When studying abroad, you may be surprised to find that there is a great focus on essay writing. Writing an essay is often used alongside, or even in place of, examinations -- as a means to test students on what they know. Essay writing may seem daunting at first, but once you've practiced a few times, you'll find that you will be able to put your point on paper in a more nuanced and meaningful way. Here are some tips that will help you improve on your essays throughout your student career.



1. Read and write outside of your assignments


If you only write when you have an assignment due, you're going to find it difficult to write when you need to arrange your thoughts on paper. Practice reading and writing when you're not writing essays in order to learn more about putting across an argument in written format. You can read newspapers or news sites, or try keeping a reflective diary, or simply read academic texts of your interests from your college library. In the end, the more you write, the easier it will be.

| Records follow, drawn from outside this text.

PR #306, opened 2021-06-22
Use utils classes an implicits to iterate through Lucene

kwalcock:


kwalcock:
This might be useful here and elsewhere.  It has not been tested.  Perhaps it can be verified by someone who knows how to run the backend.

BeckySharp:
OK @kwalcock , so l love this, but also I don't get it :)
Where are any of these methods called in the `OdinsonController`?
Or is it like a super sneaky ninja implicit that is called behind the scenes somewhere in the.... `map`...? ???

kwalcock:
terms has iterator(), so it's an `Iteratorable`.  iterator() on terms returns a TermsEnum which has a next() and is therefore a Nextable.  So, terms is an Iteratorable[Nextable[T]] which can be converted implicitly into a Scala Iterable[T] and used in "normal" Scala operations.  This all happens before .map(_.utf8ToString).toList is called.  The compiler seems to think this, at least.  I haven't seen it happen at runtime.  I looked through the code for instances of != null and .next() and it seemed like it might be useful in a couple of places.

BeckySharp:
thanks for the explanation!
you're awesome!

BeckySharp:
@danebell do you have tests that can check if this works for you?

danebell:
> @danebell do you have tests that can check if this works for you?

@BeckySharp  Yes, [this test](https://github.com/lum-ai/odinson/blob/89ab438e5659e249c1e10f6b19ab6325edddcc46/backend/test/controllers/OdinsonControllerSpec.scala#L498-L507) should detect if it didn't work. My only concern is that @kwalcock's excellent implicits could be used elsewhere in that Controller. So maybe I should see where else it could be used first before merging.

kwalcock:
Don't let it hold you back.  If used at all, it can be merged instead into master in a separate operation after your merge.  It was just dependent on your changes so had to attach to them somehow.  Another thing to search for is the ArrayBuffer which might be involved.

PR #311, opened 2021-07-01
Use a custom Traversable for terms and freqs

kwalcock:
Address the cursor positioning of the iterator in LuceneHelpers, which is now unused.


BeckySharp (approved):
thanks!!

PR #249, opened 2021-02-05
Parent query bug fix

myedibleenso:
Parent queries (i.e., queries involving a filter on the fields of the parent document) quietly broke at some point in the past.  There was an inconsistency with the fields used by the `QueryCompiler` and `OdinsonIndexWriter` to identify parent document information which has been addressed here by introducing new config entries for those field names.

# Summary of changes
- new config entries for parent query fields
- improved consistency between the `QueryCompiler` and `OdinsonIndexWriter`
- parent query tests in the `backend` subproject

# TODOs
- [ ] Update documentation with a reference to [an example](https://github.com/clu-ling/odinson-example) demonstrating how to use parent queries via the REST API
- [ ] Update CHANGES
- [x] Add tests to `core`

PR #316, opened 2021-07-14
Parent file location field is stored by default

danebell:
The REST API requires the parent filename field to be stored, so store it by default.

### DIFF
--- a/core/src/main/resources/reference.conf
+++ b/core/src/main/resources/reference.conf
@@ -76,8 +76,11 @@ odinson {
 
     # list of document/sentence fields to store in index, **must** include the displayField
     storedFields = [
-        ${odinson.displayField}
+        ${odinson.displayField},
+        ${odinson.index.parentDocFieldFileName}
     ]
+
+    parentDocFieldFileName = fileName
 
     # the raw token
     rawTokenField = raw


BeckySharp (commented):
@danebell this was added to `extra/.../application.conf` in https://github.com/lum-ai/odinson/pull/249
should we close this?

dane:
Probably didn't mean me, but 👍 to closing

BeckySharp:
> Probably didn't mean me, but 👍 to closing

haha you are right, thanks and sorry for the wrong number!

danebell:
@BeckySharp This **should** have been added in #249 but wasn't due to an oversight. It needs to be in core, too.

BeckySharp:
> @BeckySharp This **should** have been added in #249 but wasn't due to an oversight. It needs to be in core, too.

It doesn't need to be in core, I think last we all talked we decided core should be agnostic to the format of the document (e.g., is it a file? a website, etc)
I can be in the backend though, and is now, as of #320 

Or am I missing something?
It's also in `extra`, for when building the index

danebell:
Oh, I didn't see that #318 is resolved. It seems that this can be closed, then.

PR #324, opened 2021-08-04
Metadata grammars

BeckySharp:
Added support for putting metadata filter queries in the grammars, either as a single string or as a list to be combined with AND

Needed still are something in the docs.
Also, please review and let me know if things need changing


BeckySharp:
also -- sorry, I meant to make the test in core/src/test/scala/ai/lum/odinson/events/TestEvents.scala a diff PR but accidentally committed it here, but it's just another test of event syntax for good measure, this one where the trigger is like `@PrevFound`

marcovzla (approved):
Looks great! Thanks!

Issue #328, opened 2021-08-18
Unable to filter using metadata


victoryhb:
I am experimenting with a custom annotation pipeline to generate Odinson documents for indexing. After some trial and error (since I couldn't find related info in the docs:), I was able to index the documents along with some metadata. The current metadata of one of my files as shown via Odinson's REST API interface (/api/metadata/by-document-id, version 0.5.1 Snapshot) is something like the following:
```
[
  {
    "$type": "ai.lum.odinson.StringField",
    "name": "file",
    "string": "AAT"
  },
  {
    "$type": "ai.lum.odinson.StringField",
    "name": "corpus",
    "string": "BNC"
  }
]
```

However, when trying to filter documents with the filter: corpus=='BNC',  either using the parentQuery of /api/execute/pattern or defining the metadataFilters parameter through /api/execute/grammar,  no results were returned (the results were correctly returned without the filter). Below is the grammar I tested with:

```
metadataFilters: 
 - corpus=='BNC'

rules:
 - name: "example"
   label: GrammaticalSubject
   type: event
   pattern: |
     trigger = [lemma=have]
     subject  = >nsubj []
```

I wonder if I am doing anything wrong here?

BeckySharp:
@victoryhb thanks, I'll work on reproducing this tonight.  BTW, there should be a PR very soon that will make it easier to add metadata (I thought I had merged it tbh, but i don't see it, which means I must have forgot to finish some last step...)

BeckySharp:
> @victoryhb thanks, I'll work on reproducing this tonight. BTW, there should be a PR very soon that will make it easier to add metadata (I thought I had merged it tbh, but i don't see it, which means I must have forgot to finish some last step...)

ha! i'm an idiot, it _was_ merged in #319 though you're right that there isn't documentation about it...

BeckySharp:
@victoryhb reproduced.  However, it's not a bug per se as much as poor documentation.
The StringField is not supported for metadata.
If you convert your metadata to this:
```
[
  {
    "$type": "ai.lum.odinson.TokensField",
    "name": "file",
    "tokens": ["AAT"]
  },
  {
    "$type": "ai.lum.odinson.TokensFIeld",
    "name": "corpus",
    "tokens": ["BNC"]
  }
]
```

it should work.  I will:

1. add a test for this advice
2. add an exception for StringFields as metadata
3. add info to the documentation

victoryhb:
[...]

PR #329, opened 2021-08-19
Documentation about StringField unsupported for metadata

BeckySharp:
Addresses #328 

Documentation failed to explain that StringFields are not supported in the Odinson Document metadata.  @marcovzla  can correct me if I'm wrong, but I think it has to do with how we build Lucene queries against text (i.e., to support the contains queries etc.)
If there is substantial need for supporting this, we can reconsider.
In the meantime, users should consider reframing their metadata as another field type (e.g., TokensField).
Note that this implies that users will tokenize their text. That is, "Biology Magazine" should not be represented as a list of one token that is `"Biology Magazine"`, but rather as `["Biology", "Magazine"]` (or another tokenization).

Added:
- info to the Docs pages
- a logger info statement that is logged if you (a) try to index a Document with user-defined StringField in the metadata or (b) try to use the `addMetadata()` method in `Document` class with a StringField.
- tests demonstrating the right and wrong behavior


BeckySharp:
also edited one of the example doc jsons (bad-character) to use TokensFields instead of StringFields

BeckySharp:
Also, please note comment here:
https://github.com/lum-ai/odinson/issues/328#issuecomment-901600227

do we need to update something(s) in the backend?

myedibleenso:
@BeckySharp , you asked about the REST API.  I think that minimally the following changes should be made:

Remove this line:
https://github.com/lum-ai/odinson/blob/3c5326be908e0648120f329e287c8667af0df4ce/backend/app/controllers/OdinsonController.scala#L857

Refactor this code to not use a parent query and possibly parse/compile the rule file in a way that is compatible with your changes to parent/metadata queries:
https://github.com/lum-ai/odinson/blob/3c5326be908e0648120f329e287c8667af0df4ce/backend/app/controllers/OdinsonController.scala#L881-L894

For consistency, @danebell, [`parentQuery` in the OpenAPI spec should be replaced with `metadataQuery`.  There's also a section describing `parentQuery` as a Lucene query.  This is no longer true.  Really we should **include a link to documentation describing how metadata queries work (what is supported, etc.)**. ](https://github.com/lum-ai/odinson/blob/master/backend/public/schema/odinson.yaml)

myedibleenso:
@BeckySharp @danebell , you can disregard my last message. I've taken care of those changes.

myedibleenso (approved):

2. Plan ahead for your assignments


There's nothing worse than a rapidly approaching deadline when you're trying to finish an essay. It may be fine to rush together an argument in an exam, but when you are given a few weeks to write your piece, your teachers are expecting a more thought out response. Start reading on the topic you are planning to write as early as when you are handed the assignment. Brainstorm your ideas before you commit them to your essay. You'll find it easier to find links and create a cohesive argument.



3. Use a basic structure for your essays


Most of the essays you'll be expected to hand in will need to follow a very basic structure. If you use what I am suggesting down below, you will find that it'll be easy to start slotting in your theories and arguments in order to create a well-crafted essay.

-        Introduction: This is where you'll be introducing the topic of your essay. You can use a relevant fact or statistic to reel in your readers, e.g. 'Three out of four doctors claim that...', and then you can go into your thesis statement.

-        Body: This is the main meat of your essay. Now you've outlined what you're going to talk about in your essay (with your thesis), now's the time to say it. Outline your ideas plainly, and provide plenty of evidence to back up all of your points. Doing so will show that you can take in the ideas of those who came before you, as well as describe your own thoughts on the material to further the argument. Keep in mind the body of your essay is composed of multiple paragraphs.

-        Conclusion: This is the ending of your essay, and at this point you don't want to introduce any more new ideas. Instead, you need to sum up your entire essay succinctly, telling the reader what you were trying to say in your work.


The easiest way to remember this structure is: the introduction is you telling the reader what you're going to say, the body is you saying it, and the conclusion is you telling the reader what they just read.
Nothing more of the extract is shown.